**THE PROBLEM**
Every line of the data that includes "query" should be copied out.
SUPPLIED MATERIAL below:
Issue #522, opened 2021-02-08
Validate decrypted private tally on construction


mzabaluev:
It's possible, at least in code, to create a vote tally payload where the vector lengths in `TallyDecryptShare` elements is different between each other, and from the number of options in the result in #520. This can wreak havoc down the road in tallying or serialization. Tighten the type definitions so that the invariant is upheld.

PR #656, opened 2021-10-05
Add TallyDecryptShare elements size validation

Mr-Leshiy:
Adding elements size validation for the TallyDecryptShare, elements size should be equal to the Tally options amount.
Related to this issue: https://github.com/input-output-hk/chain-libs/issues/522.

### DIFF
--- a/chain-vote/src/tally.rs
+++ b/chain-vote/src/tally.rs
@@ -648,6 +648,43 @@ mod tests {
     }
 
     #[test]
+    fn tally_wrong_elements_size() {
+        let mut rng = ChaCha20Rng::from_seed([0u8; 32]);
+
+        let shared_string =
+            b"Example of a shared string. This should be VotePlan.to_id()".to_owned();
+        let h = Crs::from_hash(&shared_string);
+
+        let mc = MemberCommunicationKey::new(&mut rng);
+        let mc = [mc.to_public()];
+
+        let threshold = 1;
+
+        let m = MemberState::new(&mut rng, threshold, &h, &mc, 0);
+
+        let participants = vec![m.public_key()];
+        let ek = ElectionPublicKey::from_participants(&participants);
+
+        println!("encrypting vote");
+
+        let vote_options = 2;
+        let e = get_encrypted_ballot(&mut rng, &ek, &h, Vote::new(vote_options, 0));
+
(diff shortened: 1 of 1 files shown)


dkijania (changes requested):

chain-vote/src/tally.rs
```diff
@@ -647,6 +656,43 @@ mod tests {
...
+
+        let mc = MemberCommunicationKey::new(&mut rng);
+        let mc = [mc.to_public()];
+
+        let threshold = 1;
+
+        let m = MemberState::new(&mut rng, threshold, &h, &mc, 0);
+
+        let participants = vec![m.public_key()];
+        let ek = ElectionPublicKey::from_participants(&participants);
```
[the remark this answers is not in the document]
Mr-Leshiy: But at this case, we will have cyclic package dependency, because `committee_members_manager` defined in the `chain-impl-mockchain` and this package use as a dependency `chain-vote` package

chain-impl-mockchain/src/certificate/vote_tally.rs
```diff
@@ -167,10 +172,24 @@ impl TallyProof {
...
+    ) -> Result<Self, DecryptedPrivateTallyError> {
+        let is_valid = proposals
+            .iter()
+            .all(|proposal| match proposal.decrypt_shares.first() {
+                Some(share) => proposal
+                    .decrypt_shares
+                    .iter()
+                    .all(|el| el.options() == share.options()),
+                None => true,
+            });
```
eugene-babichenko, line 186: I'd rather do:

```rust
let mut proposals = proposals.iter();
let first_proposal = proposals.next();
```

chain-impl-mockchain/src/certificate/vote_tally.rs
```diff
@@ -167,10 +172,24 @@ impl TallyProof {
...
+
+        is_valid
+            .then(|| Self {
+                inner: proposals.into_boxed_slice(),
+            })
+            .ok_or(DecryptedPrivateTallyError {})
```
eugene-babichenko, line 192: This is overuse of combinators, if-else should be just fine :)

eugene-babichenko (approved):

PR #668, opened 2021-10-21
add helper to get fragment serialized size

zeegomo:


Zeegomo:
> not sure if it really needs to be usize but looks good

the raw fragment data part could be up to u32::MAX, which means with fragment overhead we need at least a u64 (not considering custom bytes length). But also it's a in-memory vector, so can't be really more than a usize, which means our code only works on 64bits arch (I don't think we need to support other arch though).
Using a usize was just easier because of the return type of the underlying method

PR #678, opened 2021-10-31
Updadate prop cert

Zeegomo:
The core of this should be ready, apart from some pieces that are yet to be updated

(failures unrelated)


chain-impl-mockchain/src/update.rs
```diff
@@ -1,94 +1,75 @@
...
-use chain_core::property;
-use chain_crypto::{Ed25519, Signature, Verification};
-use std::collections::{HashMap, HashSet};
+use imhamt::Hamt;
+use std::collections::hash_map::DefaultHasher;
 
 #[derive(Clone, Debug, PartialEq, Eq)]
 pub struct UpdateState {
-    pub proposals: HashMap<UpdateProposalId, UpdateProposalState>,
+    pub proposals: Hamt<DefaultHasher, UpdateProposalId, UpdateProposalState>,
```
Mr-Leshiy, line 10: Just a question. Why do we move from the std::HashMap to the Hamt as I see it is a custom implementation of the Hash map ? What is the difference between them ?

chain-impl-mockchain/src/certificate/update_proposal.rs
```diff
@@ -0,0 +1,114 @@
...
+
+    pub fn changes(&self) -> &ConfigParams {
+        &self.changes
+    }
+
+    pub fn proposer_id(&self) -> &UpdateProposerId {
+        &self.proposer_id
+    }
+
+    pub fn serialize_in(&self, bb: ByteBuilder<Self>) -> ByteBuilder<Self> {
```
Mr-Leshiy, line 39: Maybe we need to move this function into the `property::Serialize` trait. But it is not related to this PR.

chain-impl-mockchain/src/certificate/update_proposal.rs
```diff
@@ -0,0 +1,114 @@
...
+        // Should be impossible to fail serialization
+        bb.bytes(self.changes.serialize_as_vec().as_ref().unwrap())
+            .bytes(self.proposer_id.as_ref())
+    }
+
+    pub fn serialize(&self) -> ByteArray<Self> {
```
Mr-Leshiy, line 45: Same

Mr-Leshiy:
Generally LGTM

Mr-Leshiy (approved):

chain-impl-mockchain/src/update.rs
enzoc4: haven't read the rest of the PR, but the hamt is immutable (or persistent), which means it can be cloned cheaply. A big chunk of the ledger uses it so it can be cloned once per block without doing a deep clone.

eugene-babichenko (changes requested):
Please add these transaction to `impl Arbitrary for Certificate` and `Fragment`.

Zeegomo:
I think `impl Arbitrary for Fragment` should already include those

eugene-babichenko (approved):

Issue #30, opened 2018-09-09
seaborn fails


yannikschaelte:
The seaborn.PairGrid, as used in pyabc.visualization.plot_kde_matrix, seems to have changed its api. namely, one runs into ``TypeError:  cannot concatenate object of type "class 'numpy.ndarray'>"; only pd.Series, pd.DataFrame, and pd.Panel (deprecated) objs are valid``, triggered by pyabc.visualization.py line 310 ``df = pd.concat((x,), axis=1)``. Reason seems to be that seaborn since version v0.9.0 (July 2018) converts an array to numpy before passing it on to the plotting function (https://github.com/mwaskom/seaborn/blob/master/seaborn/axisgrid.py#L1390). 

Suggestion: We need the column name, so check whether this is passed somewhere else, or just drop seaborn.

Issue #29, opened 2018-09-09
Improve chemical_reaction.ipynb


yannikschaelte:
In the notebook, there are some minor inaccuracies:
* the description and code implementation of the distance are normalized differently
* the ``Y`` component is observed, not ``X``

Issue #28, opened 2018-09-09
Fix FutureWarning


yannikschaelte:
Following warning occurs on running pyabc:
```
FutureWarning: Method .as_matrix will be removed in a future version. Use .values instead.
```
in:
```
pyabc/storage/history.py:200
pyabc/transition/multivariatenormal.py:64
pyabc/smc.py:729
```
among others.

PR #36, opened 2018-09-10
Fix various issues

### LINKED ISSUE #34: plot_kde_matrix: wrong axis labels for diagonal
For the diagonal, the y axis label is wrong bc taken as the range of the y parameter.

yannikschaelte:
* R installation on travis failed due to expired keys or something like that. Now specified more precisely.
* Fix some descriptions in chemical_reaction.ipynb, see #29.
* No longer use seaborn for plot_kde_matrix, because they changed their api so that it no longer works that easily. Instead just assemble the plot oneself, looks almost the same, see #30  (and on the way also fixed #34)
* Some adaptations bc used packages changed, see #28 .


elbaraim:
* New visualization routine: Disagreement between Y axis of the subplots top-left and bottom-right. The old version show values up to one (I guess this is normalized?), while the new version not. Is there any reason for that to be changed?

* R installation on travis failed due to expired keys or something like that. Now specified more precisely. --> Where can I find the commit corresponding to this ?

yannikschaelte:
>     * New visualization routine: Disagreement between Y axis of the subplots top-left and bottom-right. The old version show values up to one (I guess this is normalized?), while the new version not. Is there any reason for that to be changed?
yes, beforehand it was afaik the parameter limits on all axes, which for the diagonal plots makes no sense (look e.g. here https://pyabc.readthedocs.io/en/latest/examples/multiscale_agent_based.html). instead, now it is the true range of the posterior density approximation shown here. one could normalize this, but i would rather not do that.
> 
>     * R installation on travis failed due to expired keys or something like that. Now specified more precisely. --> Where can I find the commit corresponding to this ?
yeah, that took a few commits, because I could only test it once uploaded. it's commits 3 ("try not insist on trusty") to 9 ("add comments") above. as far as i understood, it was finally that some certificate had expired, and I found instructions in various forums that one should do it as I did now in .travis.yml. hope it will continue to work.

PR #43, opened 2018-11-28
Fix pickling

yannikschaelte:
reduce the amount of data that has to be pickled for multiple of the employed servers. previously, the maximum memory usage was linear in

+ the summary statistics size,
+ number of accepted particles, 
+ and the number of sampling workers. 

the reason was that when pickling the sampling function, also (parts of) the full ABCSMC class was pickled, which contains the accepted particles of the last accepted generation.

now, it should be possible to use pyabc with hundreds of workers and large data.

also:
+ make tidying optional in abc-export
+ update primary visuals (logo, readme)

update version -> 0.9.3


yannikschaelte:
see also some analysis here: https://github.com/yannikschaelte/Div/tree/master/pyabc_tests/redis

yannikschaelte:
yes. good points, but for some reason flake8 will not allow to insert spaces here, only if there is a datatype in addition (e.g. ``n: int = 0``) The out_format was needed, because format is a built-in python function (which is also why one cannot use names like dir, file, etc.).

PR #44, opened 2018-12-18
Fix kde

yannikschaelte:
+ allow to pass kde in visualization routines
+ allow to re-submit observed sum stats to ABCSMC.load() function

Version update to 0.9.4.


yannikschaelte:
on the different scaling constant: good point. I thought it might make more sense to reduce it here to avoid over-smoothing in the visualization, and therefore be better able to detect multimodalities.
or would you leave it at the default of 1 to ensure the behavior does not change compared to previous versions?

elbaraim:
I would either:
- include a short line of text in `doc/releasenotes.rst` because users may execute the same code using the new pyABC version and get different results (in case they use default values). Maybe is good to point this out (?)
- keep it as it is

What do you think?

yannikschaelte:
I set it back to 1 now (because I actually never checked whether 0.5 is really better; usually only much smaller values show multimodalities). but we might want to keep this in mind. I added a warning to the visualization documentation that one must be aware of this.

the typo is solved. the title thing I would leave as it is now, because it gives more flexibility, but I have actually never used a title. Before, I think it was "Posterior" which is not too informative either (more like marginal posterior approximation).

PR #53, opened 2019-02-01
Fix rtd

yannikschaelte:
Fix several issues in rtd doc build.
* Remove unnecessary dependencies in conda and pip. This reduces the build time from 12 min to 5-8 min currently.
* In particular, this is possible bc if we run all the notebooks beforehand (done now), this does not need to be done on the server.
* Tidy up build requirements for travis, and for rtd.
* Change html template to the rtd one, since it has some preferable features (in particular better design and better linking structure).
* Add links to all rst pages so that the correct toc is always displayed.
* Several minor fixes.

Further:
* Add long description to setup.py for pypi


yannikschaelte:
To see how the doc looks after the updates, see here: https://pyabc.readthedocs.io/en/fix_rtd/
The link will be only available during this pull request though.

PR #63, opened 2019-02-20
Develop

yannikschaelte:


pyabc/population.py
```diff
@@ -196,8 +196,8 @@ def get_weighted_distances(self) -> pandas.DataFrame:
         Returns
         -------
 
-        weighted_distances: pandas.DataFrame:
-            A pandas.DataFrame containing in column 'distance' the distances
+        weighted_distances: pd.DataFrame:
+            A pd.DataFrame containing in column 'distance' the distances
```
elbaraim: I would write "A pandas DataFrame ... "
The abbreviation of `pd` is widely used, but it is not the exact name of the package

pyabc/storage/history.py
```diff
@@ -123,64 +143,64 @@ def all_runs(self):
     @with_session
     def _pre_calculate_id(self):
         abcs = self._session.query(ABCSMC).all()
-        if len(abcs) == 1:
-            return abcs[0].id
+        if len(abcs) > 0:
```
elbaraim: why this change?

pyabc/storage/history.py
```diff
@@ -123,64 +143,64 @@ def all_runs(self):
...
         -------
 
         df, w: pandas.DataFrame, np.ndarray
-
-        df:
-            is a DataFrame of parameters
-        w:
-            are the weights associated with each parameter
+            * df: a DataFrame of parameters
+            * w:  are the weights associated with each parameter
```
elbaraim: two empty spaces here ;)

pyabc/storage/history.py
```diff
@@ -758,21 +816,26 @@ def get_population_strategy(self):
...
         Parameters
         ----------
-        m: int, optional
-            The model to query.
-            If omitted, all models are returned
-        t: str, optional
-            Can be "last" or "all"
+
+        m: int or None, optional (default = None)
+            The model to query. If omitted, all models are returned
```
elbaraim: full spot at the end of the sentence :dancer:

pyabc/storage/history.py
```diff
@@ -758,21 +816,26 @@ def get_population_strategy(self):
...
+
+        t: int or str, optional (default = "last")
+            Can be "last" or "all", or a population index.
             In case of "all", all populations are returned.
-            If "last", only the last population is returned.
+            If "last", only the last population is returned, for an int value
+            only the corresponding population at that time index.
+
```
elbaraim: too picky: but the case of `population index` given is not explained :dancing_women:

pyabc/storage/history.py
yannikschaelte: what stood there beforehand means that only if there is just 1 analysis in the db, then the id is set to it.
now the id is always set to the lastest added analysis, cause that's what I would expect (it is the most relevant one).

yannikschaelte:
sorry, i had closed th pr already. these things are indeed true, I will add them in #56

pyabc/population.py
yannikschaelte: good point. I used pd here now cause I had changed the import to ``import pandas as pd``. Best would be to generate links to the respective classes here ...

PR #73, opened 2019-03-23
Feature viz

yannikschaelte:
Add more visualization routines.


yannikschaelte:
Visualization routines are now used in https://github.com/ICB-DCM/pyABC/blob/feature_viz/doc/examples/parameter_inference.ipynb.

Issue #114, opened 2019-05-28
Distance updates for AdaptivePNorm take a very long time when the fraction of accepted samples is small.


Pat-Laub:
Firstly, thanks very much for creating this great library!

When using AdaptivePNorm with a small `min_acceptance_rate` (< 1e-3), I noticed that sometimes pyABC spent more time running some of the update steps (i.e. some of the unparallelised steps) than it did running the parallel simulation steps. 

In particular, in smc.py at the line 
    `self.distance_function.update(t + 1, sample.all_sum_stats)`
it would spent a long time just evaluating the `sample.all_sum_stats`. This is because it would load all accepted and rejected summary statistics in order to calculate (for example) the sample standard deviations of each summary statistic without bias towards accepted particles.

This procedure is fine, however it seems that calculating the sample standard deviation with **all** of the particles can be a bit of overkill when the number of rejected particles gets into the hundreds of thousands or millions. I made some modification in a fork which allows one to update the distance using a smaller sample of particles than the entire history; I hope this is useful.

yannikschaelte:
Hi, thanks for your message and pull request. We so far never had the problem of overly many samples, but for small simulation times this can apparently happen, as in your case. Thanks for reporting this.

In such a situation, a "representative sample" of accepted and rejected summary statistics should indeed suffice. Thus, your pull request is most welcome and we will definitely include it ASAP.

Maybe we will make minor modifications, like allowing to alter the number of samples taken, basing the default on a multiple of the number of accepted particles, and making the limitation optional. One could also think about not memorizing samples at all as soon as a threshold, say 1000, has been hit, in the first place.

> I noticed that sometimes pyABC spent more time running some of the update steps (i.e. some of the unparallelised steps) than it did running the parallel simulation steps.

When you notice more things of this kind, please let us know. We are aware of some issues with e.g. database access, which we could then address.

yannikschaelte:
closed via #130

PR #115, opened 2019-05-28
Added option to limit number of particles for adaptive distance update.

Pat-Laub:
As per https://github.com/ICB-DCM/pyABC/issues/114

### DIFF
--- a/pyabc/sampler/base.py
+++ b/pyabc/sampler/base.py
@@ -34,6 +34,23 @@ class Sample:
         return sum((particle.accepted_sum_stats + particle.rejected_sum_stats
End of SUPPLIED MATERIAL.
SUPPLIED MATERIAL below:
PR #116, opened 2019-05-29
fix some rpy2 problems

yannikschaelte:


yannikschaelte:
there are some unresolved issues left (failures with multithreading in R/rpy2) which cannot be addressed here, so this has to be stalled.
End of SUPPLIED MATERIAL.
**RESPONSE AREA**
         abcs = self._session.query(ABCSMC).all()
-            The model to query.
+            The model to query. If omitted, all models are returned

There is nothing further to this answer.